For Winnipeg musician J. Riley Hill the pursuit of music has been something he has long aspired too.
"When I was kid I always used to get my friend to bring his dads tape recorder over so we could record 'albums'," he told Yorkton This Week. "It was mostly just us yelling into the tape recorder, but I would still always think about it. I always wanted to make music since I was a kid, though I never had the discipline to learn an instrument till high school.
"Once I learned how to play a guitar I joined a band and started writing and singing, and then once I learned to record I started playing all the instruments myself in shutting myself up in the basement working on music constantly.
"I like to play music with other people, but I really love to be in the studio alone, and be able to tinker with everything as much as I want, that's what this latest album was all about, taking my time to do everything."
Hill, who will perform at 5th Avenue Cup and Saucer in Yorkton Nov. 29, said over time his music evolved.
"When I started playing music I wanted to be a shred guitar player, lead guitar, metal all that stuff," he said. "When I first started a band I was all about grunge and punk.
"It was pretty funny because metal and shred guitar is super complex and all about theory and then when I got into grunge it was like going backwards technique wise.
"I was really obsessed with the fashion aspect of grunge when I was teenager. Simplicity as a statement that sort of thing.
"Eventually I got over that and just started playing and listening to whatever music I found interesting, which was pretty much the opposite of before, country pop, soul, that is where I'm at now."
It is a style which has kept Hill on the road of late.

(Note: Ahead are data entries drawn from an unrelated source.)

PR #108, opened 2020-03-04
Updated NSURL to use instancetype.

triplef:
Enables using the dot syntax with NSURL e.g. `[NSURL URLWithString:@"/"].standardizedURL`.

### DIFF
--- a/Headers/Foundation/NSURL.h
+++ b/Headers/Foundation/NSURL.h
@@ -85,16 +85,16 @@ enum
  * Calls -initFileURLWithPath: which escapes characters in the
  * path where necessary.
  */
-+ (id) fileURLWithPath: (NSString*)aPath;
++ (instancetype) fileURLWithPath: (NSString*)aPath;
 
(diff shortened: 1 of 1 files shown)


Headers/Foundation/NSURL.h
```diff
@@ -85,29 +85,29 @@ enum
  * Calls -initFileURLWithPath: which escapes characters in the
  * path where necessary.
  */
-+ (id) fileURLWithPath: (NSString*)aPath;
++ (instancetype) fileURLWithPath: (NSString*)aPath;
```
fredkiefer: Interestingly Apples uses (NSURL *) for all the factory methods.

triplef: I noticed that too, but it seemed more like a case of API not having been updated.

That being said, please let me know if you prefer matching Apple’s headers.

rfm: I guess Apple uses NSURL rather than instancetype because there are no subclasses (and perhaps they don't intend NSURL to be subclassed), so every returned instance must be an NSURL.  I have no strong feelings about which is better (both are better than id).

"I've been across Canada playing shows many times now," he said, adding highlights are "hard to pick. There has been a lot of good shows. I love playing small folk festivals, and I love playing the Times Change High and Lonesome Club in Winnipeg."
Along the way Hill has found time to record, a process he has fallen in love with.
"The year before the release of this album I did a project where I recorded an album a week for seven weeks straight," he said. "It was a crazy creative process, where a lot of ideas got thrown down.
"Each album was around 20-minutes long and I released them on my website."
The latest effort is a more refined effort.
"This new album was the opposite sort of process," said Hill. "I spent countless hours on each track, and each instrument, making sure everything was precisely in its place.
"I played every instrument on this record, 'cus I'm a total control freak.
"But now that it's released, I feel okay about having a band and teaching them the parts."
As for material Hill said the new disk is gleaned from earlier efforts.
"I used to independently release a lot of albums, and I suppose this album is sort of a best of those old recordings, taking all my favorite songs and making sure the production was up to par," he said.
Hill did add he takes a somewhat unusual approach to laying down vocal tracks.
"I like to record vocals in weird places, anywhere I can take my computer and be alone," He said. "Some of the vocals were recorded in a car parked near a forest that I like to go to.
"I worked on this album for around a year, but it's really a culmination of four years of work, I'm really proud of it I'm very happy with the results, it's the first project I've worked on that I really felt was complete."